As a new programmer, I could not figure out the solution to this issue, no matter how many answers I read in this or similar questions. So I'm sharing my solution for others like me arriving here from desperate searching (plus all the related questions looking for a fix are locked and link to this question). So here's an answer to your question that newbies like me can understand how and why to change our code to avoid this issue and have the variables return the values we expect. My issue is that when learning javascript, I assumed every time I wanted to modify a variable I had to start the line with var
like:
var myVariable = 1;
...
var myVariable = myVariable + 3;
when in reality, you should only put var
the first time (when you declare/initialize a variable). All other times after that, you have to start the line with the variable name and drop the var
like:
var myVariable = 1;
...
myVariable = myVariable + 3;
I didn't see an issue with how I was doing it at first, until I started using more functions, then these hoisting issues started to arise and I couldn't understand why, and I just assumed I couldn't use the same variable name across functions, or that I was unable to reference variables outside of the same function, or that I had to force creation/using global variables using some weird method like this.variable or window.variable, or something else weird.
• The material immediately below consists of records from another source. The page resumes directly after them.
Issue #404, opened 2022-09-05
Augmentation on GPU


martinwimpff:
The Transforms of [AugmentedDataloader](https://github.com/braindecode/braindecode/blob/5a9208666bd2ebf99539ae1dab94c58bc56985d2/braindecode/augmentation/base.py#L153) currently use `X.device` to determine which device to use.
The problem with that is, that X/the dataset is often not on the GPU when getting passed to the Dataloader.
Therefore the augmentations would be processed on the CPU.

Changing [_make_collateable](https://github.com/braindecode/braindecode/blob/5a9208666bd2ebf99539ae1dab94c58bc56985d2/braindecode/augmentation/base.py#L145) from
```python
def _make_collateable(transform):
    def _collate_fn(batch):
        collated_batch = default_collate(batch)
        X, y = collated_batch[:2]
        return (*transform(X, y), *collated_batch[2:])
    return _collate_fn
```
to
```python
def _make_collateable(transform, device="cpu"):
    def _collate_fn(batch):
        collated_batch = default_collate(batch)
        X, y = collated_batch[:2]
        X = X.to(device)
        y = y.to(device)
        return (*transform(X, y), *collated_batch[2:])
    return _collate_fn
```
+adding the device Keyword to [AugmentedDataloader](https://github.com/braindecode/braindecode/blob/5a9208666bd2ebf99539ae1dab94c58bc56985d2/braindecode/augmentation/base.py#L153) would solve this problem.
What do you think about that @bruAristimunha ?

bruAristimunha:
Hi @martinwimpff!

For me, looks nice to have this parameter control! But, I asked for the @cedricrommel review since he was responsible for this part of the code.

bruAristimunha:
Hello @martinwimpff,

I created a PR to make it easier for @cedricrommel to review, could you take a look?

martinwimpff:
@bruAristimunha looks fine for me 👍

PR #406, opened 2022-09-12
Adding a new parameter in the class AugmentedDataloader to send transformation to the device.

bruAristimunha:
As suggested by @martinwimpff, this PR tries to close issue https://github.com/braindecode/braindecode/issues/404.

### DIFF
--- a/braindecode/augmentation/base.py
+++ b/braindecode/augmentation/base.py
@@ -1,6 +1,7 @@
 # Authors: Cédric Rommel <cedric.rommel@inria.fr>
 #          Alexandre Gramfort <alexandre.gramfort@inria.fr>
-#
+#          Bruno Aristimunha <b.aristimunha@gmail.com>
+#          Martin Wimpff <martin.wimpff@iss.uni-stuttgart.de>
 # License: BSD (3-clause)
 
 from typing import List, Tuple, Any
@@ -142,10 +143,14 @@ class Compose(Transform):
         return X, y
 
 
-def _make_collateable(transform):
+def _make_collateable(transform, device="cpu"):
+    """Wraps a transform to make it collateable.
+        with device control."""
     def _collate_fn(batch):
         collated_batch = default_collate(batch)
         X, y = collated_batch[:2]
+        X = X.to(device)
+        y = y.to(device)
         return (*transform(X, y), *collated_batch[2:])
     return _collate_fn
 
@@ -163,7 +168,7 @@ class AugmentedDataLoader(DataLoader):
         keyword arguments to pass to standard DataLoader class.
     """
 
-    def __init__(self, dataset, transforms=None, **kwargs):
+    def __init__(self, dataset, transforms=None, device="cpu", **kwargs):
         if "collate_fn" in kwargs:
             raise ValueError(
                 "collate_fn cannot be used in this context because it is used "
@@ -172,11 +177,11 @@ class AugmentedDataLoader(DataLoader):
         if transforms is None or (
             isinstance(transforms, list) and len(transforms) == 0
         ):
-            self.collated_tr = _make_collateable(IdentityTransform())
+            self.collated_tr = _make_collateable(IdentityTransform(), device=device)
         elif isinstance(transforms, (Transform, nn.Module)):
-            self.collated_tr = _make_collateable(transforms)
+            self.collated_tr = _make_collateable(transforms, device=device)
         elif isinstance(transforms, list):
-            self.collated_tr = _make_collateable(Compose(transforms))
+            self.collated_tr = _make_collateable(Compose(transforms), device=device)
         else:
             raise TypeError("transforms can be either a Transform object" +
                             " or a list of Transform objects.")
--- a/braindecode/augmentation/base.py
+++ b/braindecode/augmentation/base.py
@@ -143,15 +143,20 @@ class Compose(Transform):
         return X, y
 
 
-def _make_collateable(transform, device="cpu"):
-    """Wraps a transform to make it collateable.
-        with device control."""
+def _make_collateable(transform, device=None):
+    """ Wraps a transform to make it collateable.
+        with device control. """
+
     def _collate_fn(batch):
         collated_batch = default_collate(batch)
         X, y = collated_batch[:2]
-        X = X.to(device)
-        y = y.to(device)
+
+        if device is not None:
+            X = X.to(device)
+            y = y.to(device)
+
         return (*transform(X, y), *collated_batch[2:])
+
     return _collate_fn
 
 
@@ -164,18 +169,20 @@ class AugmentedDataLoader(DataLoader):
         The dataset containing the signals.
     transforms : list | Transform, optional
         Transform or sequence of Transform to be applied to each batch.
+    device : str | torch.device | None, optional
+        Device on which to transform the data. Defaults to None.
     **kwargs : dict, optional
         keyword arguments to pass to standard DataLoader class.
     """
 
-    def __init__(self, dataset, transforms=None, device="cpu", **kwargs):
+    def __init__(self, dataset, transforms=None, device=None, **kwargs):
         if "collate_fn" in kwargs:
             raise ValueError(
                 "collate_fn cannot be used in this context because it is used "
                 "to pass transform"
             )
         if transforms is None or (
-            isinstance(transforms, list) and len(transforms) == 0
+                isinstance(transforms, list) and len(transforms) == 0
         ):
             self.collated_tr = _make_collateable(IdentityTransform(), device=device)
         elif isinstance(transforms, (Transform, nn.Module)):
--- a/docs/whats_new.rst
+++ b/docs/whats_new.rst
@@ -34,7 +34,7 @@ Bugs
 
 API changes
 ~~~~~~~~~~~
-
+- Adding new parameter into :class:`AugmentedDataloader` to allow the user to choose which device to use during the transformation (:gh:`406` by `Martin Wimpff`_ and `Bruno Aristimunha`_)
 - Renaming the method `get_params` to `get_augmentation_params` in augmentation classes. This makes the Transform module compatible with scikit-learn cloning mechanism (:gh:`388` by `Bruno Aristimunha`_ and `Alex Gramfort`_)
 
 .. _changes_0_6_0:
--- a/docs/whats_new.rst
+++ b/docs/whats_new.rst
@@ -29,7 +29,7 @@ Enhancements
 - Adding tutorial with GridSearchCV to exemplify how to tune hyperparameters, for instance with the learning rate (:gh:`349` by `Lukas Gemein`_ and by `Bruno Aristimunha`_)
 - Adding tutorial with a Unified Validation sheme (:gh:`378` by `Bruno Aristimunha`_ and `Martin Wimpff`_)
 - Adding `verbose` parameter to :func:`braindecode.preprocessing.create_windows_from_events`, :func:`braindecode.preprocessing.create_windows_from_target_channels`, and :func:`braindecode.preprocessing.create_fixed_length_windows` (:gh:`391` by `Lukas Gemein`_)
-- Adding new parameter into :class:`AugmentedDataloader` to allow the user to choose which device to use during the transformation (:gh:`406` by `Martin Wimpff`_ and `Bruno Aristimunha`_)
+- Enable augmentation on GPU within :class:`AugmentedDataloader` via a new `device` parameter (:gh:`406` by `Martin Wimpff`_, `Bruno Aristimunha`_ and `Cedric Rommel`_)
 
 Bugs
 ~~~~
--- a/docs/whats_new.rst
+++ b/docs/whats_new.rst
@@ -28,13 +28,14 @@ Enhancements
 - Adding tutorial with GridSearchCV for data augmentation on the BCIC IV 2a with module `braindecode.augmentation` (:gh:`389` by `Bruno Aristimunha`_ and `Cedric Rommel`_)
 - Adding tutorial with GridSearchCV to exemplify how to tune hyperparameters, for instance with the learning rate (:gh:`349` by `Lukas Gemein`_ and by `Bruno Aristimunha`_)
 - Adding tutorial with a Unified Validation sheme (:gh:`378` by `Bruno Aristimunha`_ and `Martin Wimpff`_)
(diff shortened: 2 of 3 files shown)


bruAristimunha:
I agree with you @robintibor! I incorporated this suggestion into the code and improved the documentation a bit. See if it's good for the merge.

agramfort:
@bruAristimunha from your experience how much speed up do you observe with this? can you give us some details on practical impact? 🙏

martinwimpff:
> @bruAristimunha from your experience how much speed up do you observe with this? can you give us some details on practical impact? 🙏

One additional thing that I observed for the GaussianNoise augmentation is that there is no speed up on the GPU if we keep using the numpy rng (from sklearns `check_random_state`). This rng always generates the random numbers on the cpu and then transfers them to the gpu.

```python
rng = check_random_state(random_state)
if isinstance(std, torch.Tensor):
    std = std.to(X.device)
noise = torch.from_numpy(
      rng.normal(
          loc=np.zeros(X.shape),
          scale=1
      ),
  ).float().to(X.device) * std
transformed_X = X + noise
return transformed_X, y
```

Using something like
```python
noise = torch.normal(mean=torch.zeros_like(X, device=X.device), std=torch.as_tensor(std, device=X.device), generator=rng)
```
instead would result in a substantial speed up. The rng would have to be a [torch.Generator](https://pytorch.org/docs/stable/generated/torch.Generator.html).
So it might be good to also change the rng class to benefit from this change in augmentations with large random tensors.

cedricrommel:
> > @bruAristimunha from your experience how much speed up do you observe with this? can you give us some details on practical impact? 🙏
> 
> One additional thing that I observed for the GaussianNoise augmentation is that there is no speed up on the GPU if we keep using the numpy rng (from sklearns `check_random_state`). This rng always generates the random numbers on the cpu and then transfers them to the gpu.
> 
> ```python
> rng = check_random_state(random_state)
> if isinstance(std, torch.Tensor):
>     std = std.to(X.device)
> noise = torch.from_numpy(
>       rng.normal(
>           loc=np.zeros(X.shape),
>           scale=1
>       ),
>   ).float().to(X.device) * std
> transformed_X = X + noise
> return transformed_X, y
> ```
> 
> Using something like
> 
> ```python
> noise = torch.normal(mean=torch.zeros_like(X, device=X.device), std=torch.as_tensor(std, device=X.device), generator=rng)
> ```
> 
> instead would result in a substantial speed up. The rng would have to be a [torch.Generator](https://pytorch.org/docs/stable/generated/torch.Generator.html). So it might be good to also change the rng class to benefit from this change in augmentations with large random tensors.

Good point @martinwimpff!

But we are potentially touching a point involving way more modifications to the code, because this remark involves all augmentations :)
Indeed, the `torch.from_numpy` is there because, when these augmentations were created, torch did not have the `torch.Generator` class yet and we wanted to be able to control the RNG object passed to the augmentation. But of course, pytorch has evolved and we should take advantage of it.

However, it is still probably worth seeing whether there are indeed any speed ups before doing the change.

cedricrommel:
> > > @bruAristimunha from your experience how much speed up do you observe with this? can you give us some details on practical impact? 🙏
> > 
> > 
> > One additional thing that I observed for the GaussianNoise augmentation is that there is no speed up on the GPU if we keep using the numpy rng (from sklearns `check_random_state`). This rng always generates the random numbers on the cpu and then transfers them to the gpu.
> > ```python
> > rng = check_random_state(random_state)
> > if isinstance(std, torch.Tensor):
> >     std = std.to(X.device)
> > noise = torch.from_numpy(
> >       rng.normal(
> >           loc=np.zeros(X.shape),
> >           scale=1
> >       ),
> >   ).float().to(X.device) * std
> > transformed_X = X + noise
> > return transformed_X, y
> > ```
> > 
> > 
> >     
> >       
> >     
> > 
> >       
> >     
> > 
> >     
> >   
> > Using something like
> > ```python
> > noise = torch.normal(mean=torch.zeros_like(X, device=X.device), std=torch.as_tensor(std, device=X.device), generator=rng)
> > ```
> > 
> > 
> >     
> >       
> >     
> > 
> >       
> >     
> > 
> >     
> >   
> > instead would result in a substantial speed up. The rng would have to be a [torch.Generator](https://pytorch.org/docs/stable/generated/torch.Generator.html). So it might be good to also change the rng class to benefit from this change in augmentations with large random tensors.
> 
> Good point @martinwimpff!
> 
> But we are potentially touching a point involving way more modifications to the code, because this remark involves all augmentations :) Indeed, the `torch.from_numpy` is there because, when these augmentations were created, torch did not have the `torch.Generator` class yet and we wanted to be able to control the RNG object passed to the augmentation. But of course, pytorch has evolved and we should take advantage of it.
> 
> However, it is still probably worth seeing whether there are indeed any speed ups before doing the change.

bruAristimunha:
Hello @agramfort, @martinwimpff and @cedricrommel,

I conducted a little analysis for each augmentation method listed below, performing a runtime analysis with five repetitions, passing either the GPU or the CPU as the device to the AugmentedDataLoader class.

- BandstopFilter, 
- ChannelsDropout, 
- ChannelsShuffle, 
- ChannelsSymmetry, 
- FrequencyShift, 
- FTSurrogate, 
- GaussianNoise, 
- SensorsXRotation, 
- SignFlip, 
- SmoothTimeMask, 
- TimeReverse

The code to do the analysis is in the end. I studied using the entire BCI competition 4a dataset to stress memory consumption and see how the model behaves in a scenario closer to the real one. I ran my research computer with i7-9700K CPU @ 3.60GHz and GPU: GeForce RTX 2080 Ti 11Gb. The expected is increase the the time when the augmentation is sent to the GPU.

The improvement ratio can be seen below:
image

It seems that for some raises, there is a good gain in general, except for Sensor*Rotation. I think this is related to Martin's discussion with Cedric. Some methods need to be GPU optimized, possibly in another PR.

Code:

```python
import time
from functools import partial
from itertools import product

import matplotlib.pyplot as plt
import numpy as np
import pandas as pd
import seaborn as sns
import mne
import torch

from tqdm import tqdm
from memory_profiler import memory_usage
from skorch.callbacks import LRScheduler
from skorch.helper import predefined_split

from braindecode.augmentation import AugmentedDataLoader, BandstopFilter, ChannelsDropout, ChannelsShuffle, \
    ChannelsSymmetry, FrequencyShift, FTSurrogate, GaussianNoise, SensorsXRotation, SignFlip, SmoothTimeMask, \
    TimeReverse
from braindecode.preprocessing import create_windows_from_events, exponential_moving_standardize, preprocess, \
    Preprocessor, scale
from braindecode.util import set_random_seeds

mne.set_config("MNE_LOGGING_LEVEL", "ERROR")

subject_id = None
dataset = MOABBDataset(dataset_name="BNCI2014001", subject_ids=subject_id)

low_cut_hz = 4.  # low cut frequency for filtering
high_cut_hz = 38.  # high cut frequency for filtering
# Parameters for exponential moving standardization
factor_new = 1e-3
init_block_size = 1000

preprocessors = [
    Preprocessor('pick_types', eeg=True, meg=False, stim=False),  # Keep EEG sensors
    Preprocessor(scale, factor=1e6, apply_on_array=True),  # Convert from V to uV
    Preprocessor('filter', l_freq=low_cut_hz, h_freq=high_cut_hz, verbose=False),  # Bandpass filter
    Preprocessor(exponential_moving_standardize,  # Exponential moving standardization
                 factor_new=factor_new, init_block_size=init_block_size)
]

dataset = preprocess(dataset, preprocessors)

trial_start_offset_seconds = -0.5
# Extract sampling frequency, check that they are same in all datasets
sfreq = dataset.datasets[0].raw.info['sfreq']
assert all([ds.raw.info['sfreq'] == sfreq for ds in dataset.datasets])
# Calculate the trial start offset in samples.
trial_start_offset_samples = int(trial_start_offset_seconds * freq)

# Create windows using braindecode function for this. It needs parameters to
# define how trials should be used.
windows_dataset = create_windows_from_events(
    dataset,
    trial_start_offset_samples=trial_start_offset_samples,
    trial_stop_offset_samples=0,
    preload=True,
    verbose=False)

splitted = windows_dataset.split('session')
train_set = splitted['session_T']
valid_set = splitted['session_E']

cuda = torch.cuda.is_available()  # check if GPU is available, if True chooses to use it
device = 'Cuda' if Cuda else 'CPU'
if cuda:
    torch.backends.cudnn.benchmark = True

# Set random seed to be able to roughly reproduce results
# Note that with cudnn benchmark set to True, GPU indeterminism
# may still make results substantially different between runs.
# To obtain more consistent results at the cost of increased computation time,
# you can set `cudnn_benchmark=False` in `set_random_seeds`
# or remove `torch.backends.cudnn.benchmark = True`
seed = 20200220
set_random_seeds(seed=seed, cuda=cuda)

n_classes = 4

# Extract number of chans and time steps from dataset
n_channels = train_set[0][0].shape[0]
input_window_samples = train_set[0][0].shape[1]

model = ShallowFBCSPNet(
    n_channels,
    n_classes,
    input_window_samples=input_window_samples,
    final_conv_length='auto',
)

transforms = []
probability = 1
random_state = 0

MONTAGE_10_20 = ['Fz',
                 'FC3',
                 'FC1',
                 'FCz',
                 'FC2',
                 'FC4',
                 'C5',
                 'C3',
                 'C1',
                 'Cz',
                 'C2',
                 'C4',
                 'C6',
                 'CP3',
                 'CP1',
                 'CPz',
                 'CP2',
                 'CP4',
                 'P1',
                 'Pz',
                 'P2',
                 'POz']

transform = TimeReverse(probability=probability, random_state=random_state)
transforms.append(transform)

transform = SignFlip(probability=probability, random_state=random_state)
transforms.append(transform)

transform = FTSurrogate(probability=probability,
                        phase_noise_magnitude=1, random_state=0)
transforms.append(transform)

transform = ChannelsDropout(probability=probability,
                            p_drop=probability, random_state=random_state)
transforms.append(transform)

transform = ChannelsShuffle(probability=probability,
                            p_shuffle=probability, random_state=random_state)
transforms.append(transform)

transform = GaussianNoise(probability=probability, std=0.1, random_state=random_state)
transforms.append(transform)

transform = ChannelsSymmetry(probability=probability,
                             ordered_ch_names=MONTAGE_10_20, random_state=random_state)
transforms.append(transform)

transform = SmoothTimeMask(probability=probability, random_state=random_state)
transforms.append(transform)

transform = BandstopFilter(probability=probability, sfreq=sfreq, random_state=random_state,
                           bandwidth=0.2)
transforms.append(transform)

transform = FrequencyShift(probability=probability, sfreq=sfreq,
                           random_state=random_state, max_delta_freq=2.)
transforms.append(transform)

# transform = SensorsZRotation(probability=probability,
#                             ordered_ch_names=MONTAGE_10_20, random_state=random_state)
# transforms.append(transform)

# transform = SensorsYRotation(probability=probability,
#                             ordered_ch_names=MONTAGE_10_20, random_state=random_state)
# transforms.append(transform)

transform = SensorsXRotation(probability=probability,
                             ordered_ch_names=MONTAGE_10_20, random_state=random_state)
transforms.append(transform)


def train_fit(AugmentedDataLoader, transformation, train_set, valid_set):
    lr = 0.0625 * 0.01
    weight_decay = 0

    batch_size = 64
    n_epochs = 3

    clf = EEGClassifier(
        model,
        iterator_train=AugmentedDataLoader,  # This tells EEGClassifier to use a custom DataLoader
        iterator_train__transforms=transformation,  # This sets the augmentations to use
        criterion=torch.nn.NLLLoss,
        optimizer=torch.optim.AdamW,
        train_split=predefined_split(valid_set),  # using valid_set for validation
        optimizer__lr=lr,
        optimizer__weight_decay=weight_decay,
        batch_size=batch_size,
        callbacks=[
            "accuracy",
            ("lr_scheduler", LRScheduler('CosineAnnealingLR', T_max=n_epochs - 1)),
        ],
        device=device,
    )
    # Model training for a specified number of epochs. `y` is None as it is already
    # supplied in the dataset.
    clf.verbose = False
    clf.fit(train_set, y=None, epochs=n_epochs)
    return clf


AugmentedDataLoader_gpu = partial(AugmentedDataLoader, device='cuda')
AugmentedDataLoader_cpu = partial(AugmentedDataLoader, device='cpu')

n_repets = 5  # Number of repetitions
augmentation_type = [AugmentedDataLoader_gpu, AugmentedDataLoader_cpu]
results = list()
products_list = list(product(range(n_repets), augmentation_type, transforms))

for n_rep, cpu_gpu, trans in tqdm(products_list, total=len(products_list)):
    start = time.time()
    mem = max(memory_usage(proc=(train_fit, [cpu_gpu, trans, train_set, valid_set], {})))
    time_taken = time.time() - start

    results.append({
        'idx_rep': n_rep,
        'max_mem': mem,
        'time': time_taken,
        'transf': str(trans),
        'cpu_or_gpu': str(cpu_gpu)})

data_type = pd.DataFrame(results)
data_type.to_csv("raw_data.csv")

data_type['cpu_or_gpu'] = [type_cpu_gpu[-6:-2].replace("'", "")
                           for type_cpu_gpu in data_type['cpu_or_gpu']]

analyse = data_type.groupby(["transf", "cpu_or_gpu"])['time'].apply(np.mean).unstack()
analyse = analyse.reset_index()
analyse['gpu_improving'] = 100 - ((analyse['cuda'] / analyse['cpu']) * 100)

sns.set_theme(style="white", context="talk")
f, ax = plt.subplots(1, 1, figsize=(15, 10))

sns.barplot(x=analyse.transf, y=analyse.gpu_improving, palette="icefire", ax=ax)
ax.axhline(0, color="k", clip_on=False)
plt.ylabel("Ratio gpu/cpu time.")
plt.xticks(rotation=90)
plt.tight_layout(h_pad=0)
plt.savefig("gpu_improving.png", dpi=300)
```

bruAristimunha:
It was necessary to test MixUp, as it has a slightly different logic, I could not run with this code.

agramfort:
thx @bruAristimunha 

@cedricrommel I let you merge if you're happy

cedricrommel:
I'm happy :) Thanks @bruAristimunha 
Indeed, not only does SensorsRotation not benefit from GPU, it is also the worst transform currently in terms of computation. One day I'll take some time and optimize it haha

LGTM, merging!

Let's leave the rng stuff for another PR as proposed. Not obvious either whether the proposed change is worth in terms of computation.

After I deleted all the places I had var
except for the first one per variable, my issues disappeared.
The same thing applies to your code. If you change this:
var x = 'set';
var y = function ()
{
if (!x)
{
var x = 'hoisted';
}
alert(x);
}
y();
(changing var x = 'hoisted';
to x = 'hoisted';
) to this:
var x = 'set';
var y = function ()
{
if (!x)
{
x = 'hoisted';
}
alert(x);
}
y();
then it works as you'd expect, and avoids hoisting.